THE DATA Block Start

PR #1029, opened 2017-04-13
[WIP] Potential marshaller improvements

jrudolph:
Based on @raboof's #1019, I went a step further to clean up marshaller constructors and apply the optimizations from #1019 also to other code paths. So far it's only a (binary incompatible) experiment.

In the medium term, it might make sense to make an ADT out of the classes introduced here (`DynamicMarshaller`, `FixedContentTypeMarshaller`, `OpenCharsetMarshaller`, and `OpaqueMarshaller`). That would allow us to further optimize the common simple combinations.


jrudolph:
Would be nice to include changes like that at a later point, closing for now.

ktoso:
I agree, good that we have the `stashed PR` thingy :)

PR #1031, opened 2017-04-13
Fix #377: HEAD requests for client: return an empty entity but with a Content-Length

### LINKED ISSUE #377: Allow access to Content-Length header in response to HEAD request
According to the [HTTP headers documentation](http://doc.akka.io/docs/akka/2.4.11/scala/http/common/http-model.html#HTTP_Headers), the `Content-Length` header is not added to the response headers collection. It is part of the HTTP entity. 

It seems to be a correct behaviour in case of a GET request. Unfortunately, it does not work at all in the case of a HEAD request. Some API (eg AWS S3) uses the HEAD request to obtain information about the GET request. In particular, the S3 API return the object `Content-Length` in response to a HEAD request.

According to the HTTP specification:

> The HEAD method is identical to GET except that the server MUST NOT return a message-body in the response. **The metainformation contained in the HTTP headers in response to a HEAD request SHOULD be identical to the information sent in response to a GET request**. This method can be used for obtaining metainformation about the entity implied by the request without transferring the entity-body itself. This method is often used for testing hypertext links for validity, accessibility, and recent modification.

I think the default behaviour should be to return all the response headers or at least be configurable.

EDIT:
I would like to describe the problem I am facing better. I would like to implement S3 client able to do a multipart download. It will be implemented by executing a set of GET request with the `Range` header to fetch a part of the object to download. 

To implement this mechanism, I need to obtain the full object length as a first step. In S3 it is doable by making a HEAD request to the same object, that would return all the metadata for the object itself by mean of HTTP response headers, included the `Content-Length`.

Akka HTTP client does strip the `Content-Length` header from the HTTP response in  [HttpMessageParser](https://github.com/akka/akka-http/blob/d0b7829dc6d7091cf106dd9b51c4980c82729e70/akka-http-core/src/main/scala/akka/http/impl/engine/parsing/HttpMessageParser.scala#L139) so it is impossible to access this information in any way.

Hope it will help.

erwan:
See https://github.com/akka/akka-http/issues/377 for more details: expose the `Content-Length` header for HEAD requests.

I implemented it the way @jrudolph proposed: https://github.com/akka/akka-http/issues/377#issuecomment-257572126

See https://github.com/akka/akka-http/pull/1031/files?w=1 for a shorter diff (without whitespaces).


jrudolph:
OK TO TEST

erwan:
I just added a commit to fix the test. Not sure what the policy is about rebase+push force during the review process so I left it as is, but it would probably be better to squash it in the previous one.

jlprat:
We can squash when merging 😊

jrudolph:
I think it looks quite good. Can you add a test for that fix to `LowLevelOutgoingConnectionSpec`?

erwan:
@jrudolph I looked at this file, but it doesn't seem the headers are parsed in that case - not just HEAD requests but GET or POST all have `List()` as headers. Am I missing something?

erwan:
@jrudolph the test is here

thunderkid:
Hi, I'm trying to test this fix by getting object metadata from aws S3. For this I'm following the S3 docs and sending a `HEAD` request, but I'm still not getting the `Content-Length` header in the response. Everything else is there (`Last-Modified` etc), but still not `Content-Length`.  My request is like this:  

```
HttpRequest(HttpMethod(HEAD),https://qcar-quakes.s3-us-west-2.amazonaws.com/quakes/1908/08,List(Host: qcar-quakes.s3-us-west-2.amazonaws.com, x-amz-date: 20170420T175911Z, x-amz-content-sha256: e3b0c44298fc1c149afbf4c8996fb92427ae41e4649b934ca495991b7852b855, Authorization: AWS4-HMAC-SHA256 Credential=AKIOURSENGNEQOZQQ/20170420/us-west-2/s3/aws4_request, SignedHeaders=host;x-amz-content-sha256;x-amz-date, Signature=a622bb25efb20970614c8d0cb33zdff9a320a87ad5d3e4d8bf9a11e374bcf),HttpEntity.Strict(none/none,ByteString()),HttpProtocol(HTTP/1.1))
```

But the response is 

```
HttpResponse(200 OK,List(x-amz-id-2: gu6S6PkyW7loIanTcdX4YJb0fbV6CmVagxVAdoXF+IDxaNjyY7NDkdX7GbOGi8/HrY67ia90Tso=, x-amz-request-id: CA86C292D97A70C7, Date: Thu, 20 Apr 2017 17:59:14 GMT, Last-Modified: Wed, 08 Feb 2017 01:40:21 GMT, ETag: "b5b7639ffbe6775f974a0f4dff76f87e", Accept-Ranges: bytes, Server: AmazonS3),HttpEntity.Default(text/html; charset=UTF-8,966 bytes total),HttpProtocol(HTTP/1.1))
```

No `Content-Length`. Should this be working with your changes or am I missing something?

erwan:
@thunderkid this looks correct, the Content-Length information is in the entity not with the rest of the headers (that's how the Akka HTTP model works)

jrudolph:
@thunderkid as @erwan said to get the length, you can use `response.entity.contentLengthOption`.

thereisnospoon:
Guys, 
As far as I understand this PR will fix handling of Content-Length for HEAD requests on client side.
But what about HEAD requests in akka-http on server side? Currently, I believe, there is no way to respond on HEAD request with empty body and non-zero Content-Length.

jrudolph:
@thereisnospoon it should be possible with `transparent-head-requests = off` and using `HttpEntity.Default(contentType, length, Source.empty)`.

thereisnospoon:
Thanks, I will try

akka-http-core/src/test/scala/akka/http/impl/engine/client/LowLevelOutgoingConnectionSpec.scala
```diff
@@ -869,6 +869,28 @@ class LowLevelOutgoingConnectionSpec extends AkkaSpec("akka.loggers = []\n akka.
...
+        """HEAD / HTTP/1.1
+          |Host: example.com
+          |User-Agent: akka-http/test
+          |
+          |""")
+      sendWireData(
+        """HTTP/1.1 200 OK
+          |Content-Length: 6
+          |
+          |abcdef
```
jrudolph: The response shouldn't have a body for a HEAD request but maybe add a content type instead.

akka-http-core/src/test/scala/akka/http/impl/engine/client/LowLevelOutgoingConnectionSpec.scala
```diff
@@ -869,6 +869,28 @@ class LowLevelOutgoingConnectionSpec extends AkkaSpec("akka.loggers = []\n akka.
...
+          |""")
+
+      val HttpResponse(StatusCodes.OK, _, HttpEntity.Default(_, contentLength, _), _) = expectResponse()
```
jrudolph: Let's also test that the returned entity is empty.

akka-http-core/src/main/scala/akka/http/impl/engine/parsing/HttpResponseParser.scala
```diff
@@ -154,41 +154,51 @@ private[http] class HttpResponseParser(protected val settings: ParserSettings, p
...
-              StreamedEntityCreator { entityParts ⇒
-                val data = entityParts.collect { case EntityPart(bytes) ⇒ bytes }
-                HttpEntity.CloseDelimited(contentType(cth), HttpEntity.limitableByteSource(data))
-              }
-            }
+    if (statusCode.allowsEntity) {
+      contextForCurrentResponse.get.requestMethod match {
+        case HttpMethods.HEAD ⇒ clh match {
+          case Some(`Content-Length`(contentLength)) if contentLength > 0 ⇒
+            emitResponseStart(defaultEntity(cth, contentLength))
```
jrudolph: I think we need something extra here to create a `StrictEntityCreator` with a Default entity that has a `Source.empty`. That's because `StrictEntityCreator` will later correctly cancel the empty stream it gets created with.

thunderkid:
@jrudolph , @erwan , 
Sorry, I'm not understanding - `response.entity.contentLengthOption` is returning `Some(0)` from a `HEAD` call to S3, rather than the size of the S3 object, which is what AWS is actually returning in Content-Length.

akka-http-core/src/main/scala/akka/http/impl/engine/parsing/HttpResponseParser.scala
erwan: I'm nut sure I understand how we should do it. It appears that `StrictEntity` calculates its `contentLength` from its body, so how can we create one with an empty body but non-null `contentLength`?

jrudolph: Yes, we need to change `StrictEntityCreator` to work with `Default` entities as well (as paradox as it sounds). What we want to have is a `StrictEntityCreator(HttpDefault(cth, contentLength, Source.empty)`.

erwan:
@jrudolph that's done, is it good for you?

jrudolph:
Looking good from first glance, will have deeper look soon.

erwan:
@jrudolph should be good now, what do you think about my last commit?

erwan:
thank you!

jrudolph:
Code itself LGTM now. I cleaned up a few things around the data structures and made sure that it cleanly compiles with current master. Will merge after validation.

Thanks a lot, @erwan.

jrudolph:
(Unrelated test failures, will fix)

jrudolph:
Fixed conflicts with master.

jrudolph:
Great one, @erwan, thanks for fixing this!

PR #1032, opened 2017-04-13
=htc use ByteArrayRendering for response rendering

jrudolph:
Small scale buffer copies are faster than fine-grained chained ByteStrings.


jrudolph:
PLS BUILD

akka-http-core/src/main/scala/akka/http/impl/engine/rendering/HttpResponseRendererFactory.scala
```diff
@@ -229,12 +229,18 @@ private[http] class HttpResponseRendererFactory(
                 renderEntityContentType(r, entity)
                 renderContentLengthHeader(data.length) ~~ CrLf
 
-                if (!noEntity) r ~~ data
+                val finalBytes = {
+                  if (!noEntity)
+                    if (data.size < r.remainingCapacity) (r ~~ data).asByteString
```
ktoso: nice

THE DATA Block End
THE DATA Block Start

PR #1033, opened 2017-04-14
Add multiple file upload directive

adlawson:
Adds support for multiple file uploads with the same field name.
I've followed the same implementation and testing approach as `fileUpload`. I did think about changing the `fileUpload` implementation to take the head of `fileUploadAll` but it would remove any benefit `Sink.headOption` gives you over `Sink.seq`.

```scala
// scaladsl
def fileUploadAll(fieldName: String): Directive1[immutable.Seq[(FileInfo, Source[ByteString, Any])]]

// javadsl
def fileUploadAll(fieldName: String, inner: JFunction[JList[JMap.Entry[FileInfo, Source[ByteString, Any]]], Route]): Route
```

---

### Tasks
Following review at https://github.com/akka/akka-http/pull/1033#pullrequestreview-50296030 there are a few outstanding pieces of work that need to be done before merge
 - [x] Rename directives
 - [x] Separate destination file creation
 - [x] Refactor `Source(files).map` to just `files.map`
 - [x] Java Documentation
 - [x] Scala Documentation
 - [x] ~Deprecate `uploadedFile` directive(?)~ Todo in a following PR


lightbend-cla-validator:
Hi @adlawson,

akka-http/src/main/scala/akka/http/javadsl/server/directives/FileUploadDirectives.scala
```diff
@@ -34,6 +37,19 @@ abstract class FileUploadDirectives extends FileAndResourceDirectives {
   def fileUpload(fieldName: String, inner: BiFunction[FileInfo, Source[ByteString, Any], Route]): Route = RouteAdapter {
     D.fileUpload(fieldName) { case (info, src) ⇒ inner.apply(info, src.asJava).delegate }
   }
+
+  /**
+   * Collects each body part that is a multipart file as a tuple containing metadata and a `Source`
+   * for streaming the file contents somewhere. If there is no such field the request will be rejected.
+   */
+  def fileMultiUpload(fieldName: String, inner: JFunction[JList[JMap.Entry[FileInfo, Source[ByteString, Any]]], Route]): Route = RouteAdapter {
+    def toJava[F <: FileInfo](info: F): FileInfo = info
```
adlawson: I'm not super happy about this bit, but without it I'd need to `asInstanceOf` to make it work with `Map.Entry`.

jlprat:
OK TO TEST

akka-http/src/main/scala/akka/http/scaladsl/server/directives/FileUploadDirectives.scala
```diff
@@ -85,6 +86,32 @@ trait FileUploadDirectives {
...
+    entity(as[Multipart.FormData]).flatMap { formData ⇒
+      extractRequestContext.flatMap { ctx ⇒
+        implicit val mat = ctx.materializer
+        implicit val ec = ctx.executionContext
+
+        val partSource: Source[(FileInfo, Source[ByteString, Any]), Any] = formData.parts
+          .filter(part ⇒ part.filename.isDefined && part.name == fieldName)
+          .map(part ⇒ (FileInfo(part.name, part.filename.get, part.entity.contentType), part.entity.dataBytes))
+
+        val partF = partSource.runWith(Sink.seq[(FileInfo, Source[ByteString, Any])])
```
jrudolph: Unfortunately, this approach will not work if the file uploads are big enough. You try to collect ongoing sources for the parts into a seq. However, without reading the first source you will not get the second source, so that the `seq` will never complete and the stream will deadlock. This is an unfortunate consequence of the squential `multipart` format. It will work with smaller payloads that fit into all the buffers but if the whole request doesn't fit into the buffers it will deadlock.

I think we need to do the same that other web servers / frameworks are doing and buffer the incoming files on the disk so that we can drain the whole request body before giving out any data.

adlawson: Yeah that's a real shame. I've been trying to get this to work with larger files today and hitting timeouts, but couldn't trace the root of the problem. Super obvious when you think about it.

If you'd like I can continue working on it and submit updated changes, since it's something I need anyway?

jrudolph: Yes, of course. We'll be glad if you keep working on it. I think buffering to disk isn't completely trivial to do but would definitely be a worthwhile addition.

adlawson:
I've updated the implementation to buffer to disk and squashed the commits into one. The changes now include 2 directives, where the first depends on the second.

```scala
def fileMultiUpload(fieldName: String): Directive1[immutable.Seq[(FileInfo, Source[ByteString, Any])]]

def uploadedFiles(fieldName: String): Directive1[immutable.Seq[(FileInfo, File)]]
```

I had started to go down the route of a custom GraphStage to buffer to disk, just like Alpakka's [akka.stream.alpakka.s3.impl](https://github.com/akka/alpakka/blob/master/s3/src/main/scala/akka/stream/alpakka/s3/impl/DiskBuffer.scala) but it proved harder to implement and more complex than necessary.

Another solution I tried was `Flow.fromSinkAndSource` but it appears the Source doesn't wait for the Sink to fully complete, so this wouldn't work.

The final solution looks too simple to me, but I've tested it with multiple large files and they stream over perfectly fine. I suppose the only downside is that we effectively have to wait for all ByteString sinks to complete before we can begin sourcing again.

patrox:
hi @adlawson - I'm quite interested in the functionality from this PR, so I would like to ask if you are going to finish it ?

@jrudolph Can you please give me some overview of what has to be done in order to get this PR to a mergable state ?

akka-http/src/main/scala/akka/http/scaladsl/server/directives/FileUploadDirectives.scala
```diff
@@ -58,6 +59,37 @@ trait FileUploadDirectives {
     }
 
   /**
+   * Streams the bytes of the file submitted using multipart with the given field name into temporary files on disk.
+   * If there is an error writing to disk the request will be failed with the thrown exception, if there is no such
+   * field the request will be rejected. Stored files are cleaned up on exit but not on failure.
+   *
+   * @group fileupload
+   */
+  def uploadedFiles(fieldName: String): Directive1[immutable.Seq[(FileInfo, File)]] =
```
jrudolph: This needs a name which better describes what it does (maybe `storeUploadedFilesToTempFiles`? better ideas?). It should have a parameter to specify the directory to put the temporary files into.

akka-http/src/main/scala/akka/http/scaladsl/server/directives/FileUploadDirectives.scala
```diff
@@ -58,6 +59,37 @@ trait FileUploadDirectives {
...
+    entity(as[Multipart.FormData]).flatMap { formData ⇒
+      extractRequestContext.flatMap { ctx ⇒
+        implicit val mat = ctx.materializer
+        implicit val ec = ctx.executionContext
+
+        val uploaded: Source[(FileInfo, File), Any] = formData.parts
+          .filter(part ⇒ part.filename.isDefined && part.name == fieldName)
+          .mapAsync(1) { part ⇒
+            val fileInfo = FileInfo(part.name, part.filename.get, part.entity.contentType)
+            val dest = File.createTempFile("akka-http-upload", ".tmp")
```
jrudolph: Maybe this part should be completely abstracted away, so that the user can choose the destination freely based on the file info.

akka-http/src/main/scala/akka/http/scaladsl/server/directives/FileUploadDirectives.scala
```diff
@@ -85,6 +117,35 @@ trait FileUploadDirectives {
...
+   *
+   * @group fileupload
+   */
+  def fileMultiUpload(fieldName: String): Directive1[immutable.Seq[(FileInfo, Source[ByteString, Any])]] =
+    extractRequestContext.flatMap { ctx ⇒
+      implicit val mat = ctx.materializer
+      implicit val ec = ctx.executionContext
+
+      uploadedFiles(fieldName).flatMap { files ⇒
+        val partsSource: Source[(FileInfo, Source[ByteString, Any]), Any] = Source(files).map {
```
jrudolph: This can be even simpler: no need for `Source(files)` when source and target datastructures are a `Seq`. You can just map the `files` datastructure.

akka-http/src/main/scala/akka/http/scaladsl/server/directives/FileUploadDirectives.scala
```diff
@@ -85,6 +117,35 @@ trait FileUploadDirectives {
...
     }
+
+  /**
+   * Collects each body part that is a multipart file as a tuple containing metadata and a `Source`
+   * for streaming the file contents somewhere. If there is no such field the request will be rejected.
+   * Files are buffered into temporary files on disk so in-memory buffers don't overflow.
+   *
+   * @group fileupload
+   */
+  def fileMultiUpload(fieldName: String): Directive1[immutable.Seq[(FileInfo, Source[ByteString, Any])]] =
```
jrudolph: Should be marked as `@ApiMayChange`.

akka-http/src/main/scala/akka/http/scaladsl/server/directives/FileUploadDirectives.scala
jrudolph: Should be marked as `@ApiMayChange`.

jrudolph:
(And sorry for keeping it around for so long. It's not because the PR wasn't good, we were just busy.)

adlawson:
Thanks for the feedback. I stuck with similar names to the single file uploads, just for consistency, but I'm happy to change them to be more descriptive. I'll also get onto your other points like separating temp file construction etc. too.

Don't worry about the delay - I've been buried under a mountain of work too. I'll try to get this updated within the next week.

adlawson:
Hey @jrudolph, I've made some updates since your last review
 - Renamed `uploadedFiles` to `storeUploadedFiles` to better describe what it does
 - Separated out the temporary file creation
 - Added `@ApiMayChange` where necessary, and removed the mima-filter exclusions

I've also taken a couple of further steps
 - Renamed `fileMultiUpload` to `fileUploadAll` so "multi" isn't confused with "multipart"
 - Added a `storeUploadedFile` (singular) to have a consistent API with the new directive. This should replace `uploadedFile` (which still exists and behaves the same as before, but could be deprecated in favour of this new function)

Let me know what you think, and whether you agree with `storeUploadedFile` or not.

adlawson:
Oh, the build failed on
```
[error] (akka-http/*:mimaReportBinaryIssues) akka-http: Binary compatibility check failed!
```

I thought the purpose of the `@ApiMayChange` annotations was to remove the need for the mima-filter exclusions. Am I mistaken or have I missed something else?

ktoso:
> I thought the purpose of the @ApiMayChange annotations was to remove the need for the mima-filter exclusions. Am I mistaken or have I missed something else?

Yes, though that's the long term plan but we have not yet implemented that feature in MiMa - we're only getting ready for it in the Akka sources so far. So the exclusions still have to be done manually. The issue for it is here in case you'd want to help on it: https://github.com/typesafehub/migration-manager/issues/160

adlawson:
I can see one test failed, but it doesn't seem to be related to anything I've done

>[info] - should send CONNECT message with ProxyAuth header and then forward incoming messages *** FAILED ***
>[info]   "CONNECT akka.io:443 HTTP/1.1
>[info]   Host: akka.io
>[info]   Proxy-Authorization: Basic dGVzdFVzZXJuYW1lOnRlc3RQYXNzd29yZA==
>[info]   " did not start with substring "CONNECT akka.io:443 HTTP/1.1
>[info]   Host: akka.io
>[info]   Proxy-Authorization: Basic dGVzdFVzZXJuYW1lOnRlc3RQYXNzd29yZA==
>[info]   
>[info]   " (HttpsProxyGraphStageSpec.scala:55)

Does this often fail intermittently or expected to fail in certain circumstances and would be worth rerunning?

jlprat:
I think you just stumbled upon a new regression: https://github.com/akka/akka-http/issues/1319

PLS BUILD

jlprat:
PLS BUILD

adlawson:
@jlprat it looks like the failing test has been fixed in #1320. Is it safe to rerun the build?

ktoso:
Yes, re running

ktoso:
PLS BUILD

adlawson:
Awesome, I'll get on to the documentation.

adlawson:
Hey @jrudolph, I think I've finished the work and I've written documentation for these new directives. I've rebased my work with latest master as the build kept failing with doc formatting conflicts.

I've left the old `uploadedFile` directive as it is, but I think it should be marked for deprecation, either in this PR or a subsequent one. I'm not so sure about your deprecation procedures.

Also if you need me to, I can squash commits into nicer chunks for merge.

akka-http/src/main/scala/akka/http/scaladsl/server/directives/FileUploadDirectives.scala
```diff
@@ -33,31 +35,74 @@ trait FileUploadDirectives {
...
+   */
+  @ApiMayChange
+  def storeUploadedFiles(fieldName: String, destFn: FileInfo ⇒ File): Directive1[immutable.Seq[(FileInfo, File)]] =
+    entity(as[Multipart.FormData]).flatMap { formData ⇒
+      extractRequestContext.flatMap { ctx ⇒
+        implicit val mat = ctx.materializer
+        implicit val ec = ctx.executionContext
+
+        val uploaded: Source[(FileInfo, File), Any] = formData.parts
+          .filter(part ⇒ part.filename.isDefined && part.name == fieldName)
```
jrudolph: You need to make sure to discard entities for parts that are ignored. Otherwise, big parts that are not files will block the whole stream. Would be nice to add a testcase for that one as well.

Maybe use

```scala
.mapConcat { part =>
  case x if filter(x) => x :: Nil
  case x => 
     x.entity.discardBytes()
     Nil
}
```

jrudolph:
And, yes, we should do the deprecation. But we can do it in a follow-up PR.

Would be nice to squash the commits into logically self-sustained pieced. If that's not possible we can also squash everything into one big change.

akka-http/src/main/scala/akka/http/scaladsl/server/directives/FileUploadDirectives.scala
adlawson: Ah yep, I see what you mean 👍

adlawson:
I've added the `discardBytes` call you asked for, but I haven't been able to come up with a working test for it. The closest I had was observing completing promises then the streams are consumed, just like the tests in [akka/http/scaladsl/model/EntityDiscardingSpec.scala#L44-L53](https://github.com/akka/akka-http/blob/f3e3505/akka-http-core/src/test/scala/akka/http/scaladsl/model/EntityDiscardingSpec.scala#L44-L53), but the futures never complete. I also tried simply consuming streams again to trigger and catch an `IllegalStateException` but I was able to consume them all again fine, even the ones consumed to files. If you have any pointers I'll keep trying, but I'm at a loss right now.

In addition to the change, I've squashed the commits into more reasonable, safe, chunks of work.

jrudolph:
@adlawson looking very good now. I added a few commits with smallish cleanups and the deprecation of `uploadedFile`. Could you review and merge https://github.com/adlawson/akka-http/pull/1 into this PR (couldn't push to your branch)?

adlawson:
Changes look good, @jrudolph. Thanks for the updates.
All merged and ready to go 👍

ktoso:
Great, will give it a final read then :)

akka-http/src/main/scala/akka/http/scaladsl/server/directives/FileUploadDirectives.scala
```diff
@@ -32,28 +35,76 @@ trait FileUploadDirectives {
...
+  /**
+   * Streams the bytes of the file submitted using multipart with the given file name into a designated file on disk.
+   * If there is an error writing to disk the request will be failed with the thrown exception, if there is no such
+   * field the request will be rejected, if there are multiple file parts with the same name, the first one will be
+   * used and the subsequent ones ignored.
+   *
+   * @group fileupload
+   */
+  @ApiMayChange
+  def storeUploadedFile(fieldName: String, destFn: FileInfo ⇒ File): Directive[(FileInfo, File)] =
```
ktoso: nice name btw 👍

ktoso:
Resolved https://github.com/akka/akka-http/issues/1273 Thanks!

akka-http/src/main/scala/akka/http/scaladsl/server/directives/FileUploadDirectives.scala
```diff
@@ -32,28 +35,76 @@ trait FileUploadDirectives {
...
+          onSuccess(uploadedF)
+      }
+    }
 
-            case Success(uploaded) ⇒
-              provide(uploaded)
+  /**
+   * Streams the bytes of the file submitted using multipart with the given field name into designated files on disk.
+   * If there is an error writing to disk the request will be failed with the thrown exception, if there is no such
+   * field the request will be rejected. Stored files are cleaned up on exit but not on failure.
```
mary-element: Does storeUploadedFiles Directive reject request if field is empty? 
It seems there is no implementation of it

THE DATA Block End

Look for the string "help" in the listing above and copy every line holding it.

Hope it will help.
Yes, though that's the long term plan but we have not yet implemented that feature in MiMa - we're only getting ready for it in the Akka sources so far. So the exclusions still have to be done manually. The issue for it is here in case you'd want to help on it: https://github.com/typesafehub/migration-manager/issues/160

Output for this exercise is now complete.